Ecosyste.ms: Awesome

An open API service indexing awesome lists of open source software.

Awesome Lists | Featured Topics | Projects

https://github.com/MachineLearningSystem/AutoMoE

AutoMoE: Neural Architecture Search for Efficient Sparsely Activated Transformers
https://github.com/MachineLearningSystem/AutoMoE

Last synced: 9 days ago
JSON representation

AutoMoE: Neural Architecture Search for Efficient Sparsely Activated Transformers

Awesome Lists containing this project

README

        

# AutoMoE: Neural Architecture Search for Efficient Sparsely Activated Transformers

This repository contains code, data and pretrained models used in [AutoMoE (pre-print)](https://arxiv.org/abs/2210.07535).
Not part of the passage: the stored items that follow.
PR #1999, opened 2015-10-14
Revise workspace next/prev

### LINKED ISSUE #1798: "workspace next/prev" selectively skips some workspaces
i3 version 4.10.2 (2015-04-16, branch "4.10.2") © 2009-2014 Michael Stapelberg and contributors
Log:  http://logs.i3wm.org/logs/5729201025974272.bz2

I have two displays, primary is the laptop LCD, and secondary is VGA1. On primary, I have workspaces A S D F, and R. On secondary, I have workspaces 6, 7, 9, and G.

Hitting "workspace next/prev" cycles correctly between A S D F R and G, but these two commands completely pass over workspace 6, 7 and 9 on VGA1.

If however, I have a numeric workspace (usually 1-5) on the primary monitor, then the cycling works fine: It will cycle from the last numerically named workspace on the primary, into the first numbered workspace on the secondary.

It's only when there are no numbered workspaces on the primary, that the secondary monitor's numeric workspaces are skipped.

The reverse does not seem to be true: if I have only alphabetical workspaces on the secondary monitor, it will happily cycle correctly through all workspaces.

hwangcc23:
Fix #1798.

Tested w/ test cases of workspace and a created test case 528-workspace-next-prev.t (numbered workspaces and named workspaces on 2 outputs).

### DIFF
--- a/src/workspace.c
+++ b/src/workspace.c
@@ -506,12 +506,33 @@ void workspace_show_by_name(const char *num) {
  */
 Con *workspace_next(void) {
     Con *current = con_get_workspace(focused);
-    Con *next = NULL;
+    Con *next = NULL, *first = NULL, *first_opposite = NULL;
     Con *output;
 
     if (current->num == -1) {
         /* If currently a named workspace, find next named workspace. */
-        next = TAILQ_NEXT(current, nodes);
+        if ((next = TAILQ_NEXT(current, nodes)) != NULL)
+            return next;
+        bool found_current = false;
+        TAILQ_FOREACH(output, &(croot->nodes_head), nodes) {
+            /* Skip outputs starting with __, they are internal. */
+            if (con_is_internal(output))
+                continue;
+            NODES_FOREACH(output_get_content(output)) {
+                if (child->type != CT_WORKSPACE)
+                    continue;
+                if (!first)
+                    first = child;
+                if (!first_opposite && child->num != -1)
+                    first_opposite = child;
+                if (child == current) {
+                    found_current = true;
+                } else if (child->num == -1 && found_current) {
+                    next = child;
+                    return next;
+                }
+            }
+        }
     } else {
         /* If currently a numbered workspace, find next numbered workspace. */
         TAILQ_FOREACH(output, &(croot->nodes_head), nodes) {
@@ -521,6 +542,10 @@ Con *workspace_next(void) {
             NODES_FOREACH(output_get_content(output)) {
                 if (child->type != CT_WORKSPACE)
                     continue;
+                if (!first)
+                    first = child;
+                if (!first_opposite && child->num == -1)
+                    first_opposite = child;
                 if (child->num == -1)
                     break;
                 /* Need to check child against current and next because we are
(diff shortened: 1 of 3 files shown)


src/workspace.c
```diff
@@ -506,12 +506,34 @@ void workspace_show_by_name(const char *num) {
...
+                    if (child->type != CT_WORKSPACE)
+                        continue;
+                    if (!first)
+                        first = child;
+                    if (!remember && child->num != -1)
+                        remember = child;
+                    if (child == current) {
+                        found_current = 1;
+                    } else if (child->num == -1 && found_current) {
+                        next = child;
```
stapelberg: I’m having a hard time understanding this code branch. AFAICT, it iterates through all workspaces and returns the first named workspace after the current workspace. How is that different from what line 514 does, i.e. how can this ever be triggered?

testcases/t/528-workspace-next-prev.t
```diff
@@ -0,0 +1,185 @@
...
+# later in time and mess up our subsequent tests.
+sync_with_i3;
+is(focused_ws, 'E', 'workspace E focused');
+
+cmd 'workspace next';
+# We need to sync after changing focus to a different output to wait for the
+# EnterNotify to be processed, otherwise it will be processed at some point
+# later in time and mess up our subsequent tests.
+sync_with_i3;
+is(focused_ws, 'C', 'workspace C focused');
```
stapelberg: This is actually unexpected to me. Maybe I should have been clearer on the ticket.

I’d expect the focus order to be A, B, D, E, 1, 2, 3, 4, 5, C, F, A, B, …, which should be the same as if you clicked each workspace button in i3bar on each output in order.

hwangcc23: This will change the testcase 503.

> The current order should be:
output 1: 1, 5
output 2: 2

as-is: 1, 2, 5
to-be: 1, 5, 2

Is this expected to you?

src/workspace.c
hwangcc23: Line 525, get the first workspace (either numbered or named workspace) in first.
Line 527, get the first numbered workspace in remember.
Line 531, get the named workspace after current in next. 
The order is: Use next. If not found, use remember. If not found, use first.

This repository builds on [Hardware Aware Transformer (HAT)'s repository](https://github.com/mit-han-lab/hardware-aware-transformers).

## AutoMoE Framework
![AutoMoE Framework](images/framework.png)

## AutoMoE Key Result

The following table shows the performance of AutoMoE vs. baselines on standard machine translation benchmarks: WMT'14 En-De, WMT'14 En-Fr and WMT'19 En-De.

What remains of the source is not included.